Gather all lines in the data that hold the string "valid".

======== SUPPLIED DATA ========

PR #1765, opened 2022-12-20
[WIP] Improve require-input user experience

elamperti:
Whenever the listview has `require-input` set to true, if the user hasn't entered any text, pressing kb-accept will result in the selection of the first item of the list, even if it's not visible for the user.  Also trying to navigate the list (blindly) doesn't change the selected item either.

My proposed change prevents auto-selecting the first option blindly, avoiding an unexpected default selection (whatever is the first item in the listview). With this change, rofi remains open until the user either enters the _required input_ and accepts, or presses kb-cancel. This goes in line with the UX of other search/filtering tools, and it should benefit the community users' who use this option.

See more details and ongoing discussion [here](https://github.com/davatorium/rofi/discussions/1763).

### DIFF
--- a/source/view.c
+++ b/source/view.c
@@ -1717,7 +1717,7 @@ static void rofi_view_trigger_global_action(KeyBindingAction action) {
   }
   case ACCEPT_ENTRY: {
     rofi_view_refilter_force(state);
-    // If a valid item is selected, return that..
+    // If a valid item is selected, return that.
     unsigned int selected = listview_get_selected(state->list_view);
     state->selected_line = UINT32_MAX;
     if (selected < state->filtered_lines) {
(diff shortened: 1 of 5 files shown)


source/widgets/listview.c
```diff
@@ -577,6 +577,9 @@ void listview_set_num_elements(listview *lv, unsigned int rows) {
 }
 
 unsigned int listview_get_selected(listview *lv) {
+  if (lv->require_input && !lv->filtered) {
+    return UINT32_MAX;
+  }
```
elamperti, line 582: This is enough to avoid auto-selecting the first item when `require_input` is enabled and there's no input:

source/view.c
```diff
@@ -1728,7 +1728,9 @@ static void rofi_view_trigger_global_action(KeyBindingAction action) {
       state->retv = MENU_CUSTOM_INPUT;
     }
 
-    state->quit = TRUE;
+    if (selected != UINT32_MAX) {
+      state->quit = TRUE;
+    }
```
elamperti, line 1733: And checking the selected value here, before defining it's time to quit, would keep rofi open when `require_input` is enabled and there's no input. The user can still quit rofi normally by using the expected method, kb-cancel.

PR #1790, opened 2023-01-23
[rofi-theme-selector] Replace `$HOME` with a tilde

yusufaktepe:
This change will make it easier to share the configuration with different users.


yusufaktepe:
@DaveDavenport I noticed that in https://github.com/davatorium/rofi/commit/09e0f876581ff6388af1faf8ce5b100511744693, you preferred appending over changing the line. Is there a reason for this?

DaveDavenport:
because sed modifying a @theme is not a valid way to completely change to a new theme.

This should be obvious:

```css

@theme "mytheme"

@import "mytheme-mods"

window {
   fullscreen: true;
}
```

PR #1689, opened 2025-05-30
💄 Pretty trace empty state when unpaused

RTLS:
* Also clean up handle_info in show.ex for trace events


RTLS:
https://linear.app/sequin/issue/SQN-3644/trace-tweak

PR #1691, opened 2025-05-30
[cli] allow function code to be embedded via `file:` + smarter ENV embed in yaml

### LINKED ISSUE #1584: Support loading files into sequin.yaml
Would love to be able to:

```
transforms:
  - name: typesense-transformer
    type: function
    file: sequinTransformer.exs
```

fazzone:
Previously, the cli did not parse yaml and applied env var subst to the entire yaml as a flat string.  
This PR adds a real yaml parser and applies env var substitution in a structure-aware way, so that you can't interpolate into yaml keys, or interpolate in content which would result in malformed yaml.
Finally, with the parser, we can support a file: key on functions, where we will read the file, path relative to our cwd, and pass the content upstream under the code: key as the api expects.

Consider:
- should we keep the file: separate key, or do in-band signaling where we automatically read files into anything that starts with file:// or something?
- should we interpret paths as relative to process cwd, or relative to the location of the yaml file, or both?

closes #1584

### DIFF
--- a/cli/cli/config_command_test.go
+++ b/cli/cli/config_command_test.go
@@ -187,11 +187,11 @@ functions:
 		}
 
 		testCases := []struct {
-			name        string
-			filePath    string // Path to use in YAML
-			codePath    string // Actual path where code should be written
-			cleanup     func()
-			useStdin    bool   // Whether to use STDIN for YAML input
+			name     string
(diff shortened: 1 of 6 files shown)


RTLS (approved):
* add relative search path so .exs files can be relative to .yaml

========

**TASK OUTPUT:**
-    // If a valid item is selected, return that..
+    // If a valid item is selected, return that.
because sed modifying a @theme is not a valid way to completely change to a new theme.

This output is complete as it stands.